**Exercise prompt**
Could you copy each line of the entries that contains "right"?

**Data records**
PR #1803, opened 2023-08-22
add task solution

vovaAlieksieiev:
[DEMO LINK](https://vovaAlieksieiev.github.io/react_dynamic-list-of-todos/)

### DIFF
--- a/src/App.tsx
+++ b/src/App.tsx
@@ -41,7 +41,9 @@ export const App: React.FC = () => {
   useEffect(() => {
     getTodos()
       .then(setTodos)
-      .catch(error => new Error(error.message))
+      .catch(error => {
+        throw error;
+      })
       .finally(() => setLoading(false));
   }, []);
 
@@ -80,7 +82,6 @@ export const App: React.FC = () => {
         <TodoModal
           visibleModal={visibleModal}
           setVisibleModal={setVisibleModal}
-
         />
       )}
     </>
--- a/src/App.tsx
+++ b/src/App.tsx
@@ -1,14 +1,50 @@
 /* eslint-disable max-len */
-import React from 'react';
+import React, { useState, useEffect, useMemo } from 'react';
 import 'bulma/css/bulma.css';
 import '@fortawesome/fontawesome-free/css/all.css';
 
 import { TodoList } from './components/TodoList';
 import { TodoFilter } from './components/TodoFilter';
+import { Todo } from './types/Todo';
 import { TodoModal } from './components/TodoModal';
+import { getTodos } from './api';
 import { Loader } from './components/Loader';
+import { Status } from './Enum/Status';
 
 export const App: React.FC = () => {
+  const [todos, setTodos] = useState<Todo[]>([]);
+  const [visibleModal, setVisibleModal] = useState<Todo | null>(null);
+  const [filter, setFilter] = useState<Status>(Status.ALL);
+  const [query, setQuery] = useState('');
+  const [loading, setLoading] = useState(true);
+
+  const visibleTodos = useMemo(() => {
+    const currentTodos = query === '' ? todos : todos.filter(todo => (
+      todo.title.toLowerCase().includes(query.toLowerCase())
+    ));
+
+    switch (filter) {
+      case Status.ALL:
+        return currentTodos;
+
+      case Status.ACTIVE:
+        return currentTodos.filter(todo => !todo.completed);
+
+      case Status.COMPLETED:
+        return currentTodos.filter(todo => todo.completed);
+
+      default:
+        return currentTodos;
+    }
+  }, [filter, query, todos]);
+
+  useEffect(() => {
+    getTodos()
+      .then(setTodos)
+      .catch(error => new Error(error.message))
+      .finally(() => setLoading(false));
+  }, []);
+
   return (
     <>
       <div className="section">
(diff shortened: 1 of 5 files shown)


src/components/TodoList/TodoList.tsx
```diff
@@ -1,100 +1,78 @@
...
-            </span>
-          </button>
-        </td>
-      </tr>
-    </tbody>
-  </table>
-);
+      <tbody>
+        {visibleTodos.map(todo => (
+          <tr
```
volodymyr-soltys97, line 31: Use a desctructuring for `todo`

src/components/TodoFilter/TodoFilter.tsx
```diff
@@ -1,34 +1,64 @@
...
+
+        {query && (
+
+          <span className="icon is-right" style={{ pointerEvents: 'all' }}>
+            {/* eslint-disable-next-line jsx-a11y/control-has-associated-label */}
+            <button
+              data-cy="clearSearchButton"
+              type="button"
+              className="delete"
+              onClick={() => setQuery('')}
```
volodymyr-soltys97, line 55: Create a helper function for this logic and use them

volodymyr-soltys97 (changes requested):
Good job 👍 
Let's improve your code

src/App.tsx
```diff
@@ -1,14 +1,50 @@
...
+
+      default:
+        return currentTodos;
+    }
+  }, [filter, query, todos]);
+
+  useEffect(() => {
+    getTodos()
+      .then(setTodos)
+      .catch(error => new Error(error.message))
```
anastasiiavorobiova, line 44: There's a problem in your error handling. You are creating a new Error instance, but not throwing or logging it. This will make debugging difficult if the Promise from getTodos() fails.

src/components/TodoFilter/TodoFilter.tsx
```diff
@@ -1,34 +1,65 @@
...
+  filter: Status,
+  setFilter: (filter: Status) => void,
+  query: string,
+  setQuery: (query: string) => void,
+};
+
+export const TodoFilter: React.FC<Props> = ({
+  filter, setFilter, query, setQuery,
+}) => {
+  const renderSearchIcon = () => (
```
anastasiiavorobiova, line 14: It's better to use a semantic HTML tag for the search icon. A button would be appropriate here.

src/components/TodoFilter/TodoFilter.tsx
```diff
@@ -1,34 +1,65 @@
...
+    <span className="icon is-left">
+      <i className="fas fa-magnifying-glass" />
+    </span>
+  );
+
+  const renderClearButton = () => (
+    <span className="icon is-right" style={{ pointerEvents: 'all' }}>
+      {/* eslint-disable-next-line jsx-a11y/control-has-associated-label */}
+      <button
```
anastasiiavorobiova, line 23: Eslint disabled for jsx-a11y/control-has-associated-label rule. Even though sometimes it is necessary to disable eslint rules, in this case it is better to fix the accessibility issue by adding a meaningful aria-label to the button.

src/components/TodoModal/TodoModal.tsx
```diff
@@ -1,12 +1,32 @@
...
+      .finally(() => setLoading(false));
+  }, [visibleModal.userId]);
 
-export const TodoModal: React.FC = () => {
   return (
     <div className="modal is-active" data-cy="modal">
       <div className="modal-background" />
 
-      {true ? (
+      {loading && !user ? (
```
anastasiiavorobiova, line 29: This line can lead to a condition where the Loader is displayed indefinitely. If 'getUser' fails, 'user' will be null and 'loading' will be false. A better check might be just for 'loading' and handle the error state separately

src/components/TodoModal/TodoModal.tsx
```diff
@@ -1,12 +1,32 @@
...
+export const TodoModal: React.FC<Props> = ({
+  visibleModal, setVisibleModal,
+}) => {
+  const [user, setUser] = useState<User | null>(null);
+  const [loading, setLoading] = useState(true);
+
+  useEffect(() => {
+    getUser(visibleModal.userId)
+      .then(setUser)
+      .catch(error => new Error(error.message))
```
anastasiiavorobiova, line 21: Error is being created but not thrown or logged, this is anti-pattern. It won't provide any feedback during runtime. Consider logging the error or throwing it

src/components/TodoModal/TodoModal.tsx
```diff
@@ -1,12 +1,32 @@
...
+      .finally(() => setLoading(false));
+  }, [visibleModal.userId]);
```
anastasiiavorobiova, line 23: The useEffect is dependent on 'visibleModal.userId' but not 'setVisibleModal', which is also used inside the effect. It might cause problems if 'setVisibleModal' changes and the effect doesn't re-run. Include all used state variables in dependency array or use the callback form of the state setter function inside the effect

anastasiiavorobiova (changes requested):

mykhalenych (changes requested):
https://github.com/mate-academy/react_dynamic-list-of-todos/assets/53228259/28e003bc-daf1-4673-acf8-b8550aee78c5

fix it

PR #1804, opened 2023-08-23
Dynamic list of todo

ValeraViachalo:
[DEMO LINK](https://valeraviachalo.github.io/react_dynamic-list-of-todos/)

### DIFF
--- a/src/components/TodoFilter/TodoFilter.tsx
+++ b/src/components/TodoFilter/TodoFilter.tsx
@@ -1,34 +1,85 @@
-export const TodoFilter = () => (
-  <form className="field has-addons">
-    <p className="control">
-      <span className="select">
-        <select data-cy="statusSelect">
-          <option value="all">All</option>
-          <option value="active">Active</option>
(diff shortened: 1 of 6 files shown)


src/components/TodoFilter/TodoFilter.tsx
```diff
@@ -1,34 +1,85 @@
...
+            onChange={handleFilterChange}
+          >
+            {(Object.keys(Status) as Array<keyof typeof Status>).map(key => (
+              <option
+                value={Status[key]}
+                key={key}
+              >
+                {capitalizeFirstLetter(key)}
+              </option>
+            ))}
```
IvanFesenko, line 44: Instead of creating new array on each render create const with enum values and use it here

`const SELECT_VALUES = [Status.ALL, Status.ACTIVE, Status.COMPLETED];`

IvanFesenko (changes requested):
Good job. Some improvements required

maxim2310 (approved):
Good work!!!

PR #1823, opened 2023-09-08
Develop

yuran007:
[DEMO LINK](https://yuran007.github.io/react_dynamic-list-of-todos/)

### DIFF
--- a/src/App.tsx
+++ b/src/App.tsx
@@ -1,5 +1,4 @@
-/* eslint-disable max-len */
-import React from 'react';
+import React, { useEffect, useState } from 'react';
 import 'bulma/css/bulma.css';
 import '@fortawesome/fontawesome-free/css/all.css';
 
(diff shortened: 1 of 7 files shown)


src/App.tsx
```diff
@@ -1,14 +1,88 @@
...
+    getTodos()
+      .then(fetchedTodos => {
+        setTodos(fetchedTodos);
+        setIsLoading(false);
+      });
+  }, []);
+
+  const handleFilterSelect = (event: React.ChangeEvent<HTMLSelectElement>) => {
+    switch (event.target.value) {
+      case 'active':
```
Anastasiia-Svintsova, line 30: Just use an enum for it to avoid errors connected with typos in the future

src/App.tsx
```diff
@@ -1,14 +1,88 @@
...
+    }
+  };
+
+  const handleQueryChange = (event: React.ChangeEvent<HTMLInputElement>) => {
+    setQuery(event.target.value);
+  };
+
+  const clearQuery = () => setQuery(null);
+
+  const setTodoID = (todoID: number) => setSelectedTodoID(todoID);
```
Anastasiia-Svintsova, line 50: Do you really need a wrapper for the setSelectedTodoID here? It seems that this function just calls the `setSelectedTodoID`. You can call it directly

src/components/TodoModal/TodoModal.tsx
```diff
@@ -15,31 +35,33 @@ export const TodoModal: React.FC = () => {
...
+              >
+                {todo.completed ? 'Done' : 'Planned'}
+              </strong>
 
               {' by '}
 
-              <a href="mailto:Sincere@april.biz">
-                Leanne Graham
-              </a>
+              <a href={`mailto:${user?.email}`}>{user?.name}</a>
```
Anastasiia-Svintsova, line 64: Just don't render this part if there is no user. And don't forget about object destructuring

src/App.tsx
```diff
@@ -1,14 +1,88 @@
...
 import { TodoModal } from './components/TodoModal';
 import { Loader } from './components/Loader';
+import { Todo } from './types/Todo';
+import { ShowTodos } from './types/ShowTodos';
+import { getTodos } from './api';
 
 export const App: React.FC = () => {
+  const [isLoading, setIsLoading] = useState(true);
+  const [todos, setTodos] = useState<Todo[]>([]);
+  const [selectedTodos, setSelectedTodos] = useState<ShowTodos>(ShowTodos.All);
```
Anastasiia-Svintsova, line 16: Seems that the `selectedTodos` name isn't descriptive enough. Maybe selectedStatus will be better?

Anastasiia-Svintsova (changes requested):
Great start!

src/App.tsx
yuran007: Done

anastasiia-tilikina (approved):
Well done!

PR #11, opened 2012-08-01
Fix mismatched code tag

ForbesLindesay:
The code tag was missing an opening angle bracket.


tj:
damn i've done that a few times now hahaha, damn html! Jade ftw

PR #12, opened 2012-08-01
change body font color and weight

sreekumar-kr:
font color to #777 and weight to 400... that improves readability

### DIFF
--- a/style.css
+++ b/style.css
@@ -1,4 +1,3 @@
-
 /* general */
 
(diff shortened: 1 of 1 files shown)


ovaillancourt:
+1 gotta tweak my laptops screen angle when I get on the site just to read the text cause it's too light :P.

tj:
merged

PR #17, opened 2012-08-01
Update applications.html

ravidsrk:


tj:
we've gotta patch it in the jade file

PR #19, opened 2012-08-02
Fixed title.

geon:


tj:
we have to edit the jade not the html

PR #21, opened 2012-08-08
Dead link in the FAQ

emilecantin:
The link to 'Routes listing' in the FAQ is dead, this should fix it. I did not build, nor test, as I am currently on a machine without 'make'. It is a very simple change; it shouldn't break anything.


tj:
thanks!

**Solved exercise**
+          <span className="icon is-right" style={{ pointerEvents: 'all' }}>
+    <span className="icon is-right" style={{ pointerEvents: 'all' }}>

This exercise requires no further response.